A short post but an important one. It’s one of the most interesting plays I’ve seen to push a time critical offer. And it’s an interesting one to break down a little bit. So, in the great Gary Vaynerchuk tradition let’s get micro on this a little bit.

Buy My Stuff, In Exchange I’ll Give You My Time

So to push a two hour conference here’s the deal, you buy two cases of wine, selected by Gary, for $479.99. There’s no “buy tickets to this event”, no GetInvited or EventBrite links to buy access (and giving another supplier revenue). It’s a simple buy this and you’ll get what Gary is offering, a place at the conference.
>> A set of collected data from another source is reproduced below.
PR #646, opened 2026-04-18
fix Redis bool cache key prefix

Sahil-4555:
## Summary

Fixes `RedisCache.GetBool` to use the configured Redis key prefix when reading values.

`SetBool` writes bool values using the prefixed key, but `GetBool` previously looked up the raw unprefixed key. This meant bool values stored through `SetBool` would not be found when a Redis prefix was configured.

## Changes

- Updated `GetBool` to read from the same prefixed key format used by `SetBool`.

### DIFF
--- a/cache/redis_cache.go
+++ b/cache/redis_cache.go
@@ -72,7 +72,7 @@ func (cache *RedisCache) SetBool(ctx context.Context, key string, value bool, ex
 
 func (cache *RedisCache) GetBool(ctx context.Context, key string) (bool, error) {
 
-	value, err := cache.redisRemoteCache.Get(ctx, key).Result()
+	value, err := cache.redisRemoteCache.Get(ctx, fmt.Sprintf("%s%s", cache.keyPrefix, key)).Result()
 	if err != nil {
 		return false, err
 	}


cache/redis_cache.go
```diff
@@ -67,12 +66,12 @@ func (cache *RedisCache) GetUint64(ctx context.Context, key string) (uint64, err
...
 
 func (cache *RedisCache) SetBool(ctx context.Context, key string, value bool, expiration time.Duration) error {
-	return cache.redisRemoteCache.Set(ctx, fmt.Sprintf("%s%s", cache.keyPrefix, key), fmt.Sprintf("%t", value), expiration).Err()
+	return cache.redisRemoteCache.Set(ctx, cache.keyPrefix+key, strconv.FormatBool(value), expiration).Err()
 }
 
 func (cache *RedisCache) GetBool(ctx context.Context, key string) (bool, error) {
 
-	value, err := cache.redisRemoteCache.Get(ctx, key).Result()
+	value, err := cache.redisRemoteCache.Get(ctx, cache.keyPrefix+key).Result()
```
pk910: nice find. this was actually a bug as the old `GetBool` key did not match the `SetBool` key.

pk910:
Heya @Sahil-4555

Thanks, I went through all the changes. They're technically clean.

Most of this is micro-optimization though (sprintf -> string concat, Replace -> TrimPrefix, %x -> hex.EncodeToString, bytes.Equal, ...) and I don't think it's worth merging just for that. The wins are in the ns range, but these all run inside page handlers that take milliseconds for processing and db queries anyway, so it won't make any measurable difference.

Two things did stand out as actual fixes rather than perf:

- GetBool was missing the key prefix, so it would never match what SetBool writes. There's no caller for it in the app right now so it has no real impact today, but it's still a valid fix.
- The re-check in isSszCompatible after taking the write lock is fine too. Just a note: it's not really a race, the map is already behind the mutex - it just avoids running ValidateType twice when two goroutines hit the write lock at the same time.

Could you pull the GetBool fix out into its own small PR? I'd happily merge that. The rest I'd rather leave out to keep the churn down.

Sahil-4555:
> Heya @Sahil-4555
> 
> Thanks, I went through all the changes. They're technically clean.
> 
> Most of this is micro-optimization though (sprintf -> string concat, Replace -> TrimPrefix, %x -> hex.EncodeToString, bytes.Equal, ...) and I don't think it's worth merging just for that. The wins are in the ns range, but these all run inside page handlers that take milliseconds for processing and db queries anyway, so it won't make any measurable difference.
> 
> Two things did stand out as actual fixes rather than perf:
> 
> * GetBool was missing the key prefix, so it would never match what SetBool writes. There's no caller for it in the app right now so it has no real impact today, but it's still a valid fix.
> * The re-check in isSszCompatible after taking the write lock is fine too. Just a note: it's not really a race, the map is already behind the mutex - it just avoids running ValidateType twice when two goroutines hit the write lock at the same time.
> 
> Could you pull the GetBool fix out into its own small PR? I'd happily merge that. The rest I'd rather leave out to keep the churn down.

Done. let me know if there are any other feedback points.

pk910 (approved):

PR #651, opened 2026-04-21
fix: only apply beaconapi.clientIndex filter when explicitly set

barnabasbusa:
## Summary
- `beaconapi.ClientIndex` was typed `int`, so its Go zero value (`0`) always satisfied the `>= 0` check in `utils.ReadConfig`, collapsing `beaconapi.endpoints` down to `endpoints[0]` for users who never set `clientIndex`. Multi-endpoint setups only ever exposed the first beacon client on `/clients/consensus` and in the indexer.
- Change `ClientIndex` to `*int` so `nil` means "unset"; the single-endpoint selection now only runs when the field is explicitly configured (YAML or `BEACONAPI_CLIENT_INDEX`).
- Introduced in 11f18e66 (Nov 2025).

## Test plan
- [x] Verified locally: config with two `beaconapi.endpoints` and no `clientIndex` previously rendered only the first client on `/clients/consensus`; after the fix, both clients are listed and indexed.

Time critical offers are a mix of components. Get them right and you can measure the success:

  • An item, could be an appointment, a session or a stock item. In this case it’s wine.
  • A payoff: money off, free gift or access to something scarce. Here it’s Gary’s time.
  • A time limit. Here’s it’s the day of the conference, October 14th. Assume that with the audience size (see on the image it’s viewed over 206,000 times) that the offer will sell out beforehand. Scarcity accelerates demand.
  • A clear outline of the overheads involved, more on this in a minute.

We now have the elements of a formula:

Item retail price * available = total potential incremental revenue

Not a lot to it really…..

$479.99 * 200 = $95,998

Not bad going. A call to action and incremental revenue. Perfect. At a guess there’s a clear 30% profit margin once you take off sales tax, salaries but there’s no room hire or, I’m assuming, paying Gary to active for two hours (and the rest). Overhead reduction means profit increase.

Conclusions

The scene is simple really: know your audience, know your stock and know your numbers. The time frame it critical, there are customers who want your product and don’t want to lose out.

Find them by the medium that they consume (Snapchat, Instagram, Facebook and Twitter etc) and deliver the message. If you can personalise it then even better, that takes effort though.

In my opinion Gary executed it perfectly, the results though will be in the point of sale. That’s the measure.